In the mice taking the drug, the regulatory T cells showed up in the pancreas and subdued the overactive immune response. The immune cells still stayed in the pancreas, but they didn't touch the beta cells. "The invading army doesn’t go anywhere, but all of a sudden it becomes respectful," said Bollyky. "It's respectful inflammation that's not destroying your beta cells anymore."
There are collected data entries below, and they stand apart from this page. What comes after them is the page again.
PR #546, opened 2024-10-18
Feat ppu3

jtwhite79:
More direct and involved coupling between pstfrom and ppu pilot points.  Very rough, looking for help/suggestions...


autotest/utils_tests.py
```diff
@@ -2570,8 +2570,73 @@ def thresh_pars_test():
...
+def ppu_geostats_test(tmp_path):
+    import sys
+    import os
+    import numpy as np
+    import matplotlib.pyplot as plt
+    import pyemu
+    
+    import flopy
+
+    sys.path.insert(0,os.path.join("..","..","pypestutils"))
```
briochh, line 2587: Note for self: 
I think, shouldn't need this in the CI now -- we `pip install -e` the pypestutils directory directly so `import pypestutils as ppu` should "work". 

For a local install of ppu: `pip install -e {path to pypestutils setup.py}`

Perhaps the biggest hurdle the researchers have to overcome is showing the drug works the same in humans. Bollyky says they’re moving on to human clinical trials soon. But only a small percentage of drugs make receive full FDA approval. Only a third of drugs that enter the second stage of clinical testing typically required by US regulators move on to final stage. Bollyky says he’s confident that the drug will at least be considered safe, since it’s already used abroad. However, rodents and humans aren’t the same, so what works for one animal may not work for the other.
And then there's still a lot of work to be done before people can start using this drug to treat diabetes. While hymecromone may be safe for use overseas, it hasn't been approved yet by the U.S. Food and Drug Administration. Additionally, Bollyky wants to rework the drug so that it's something patients can take once a week. Right now, to match the mouse dosing schedule, they would have to take it multiple times a day. They’d also have to take the pill for the rest of their lives, though it might spare them insulin injections, which are a major cause of emergency room visits.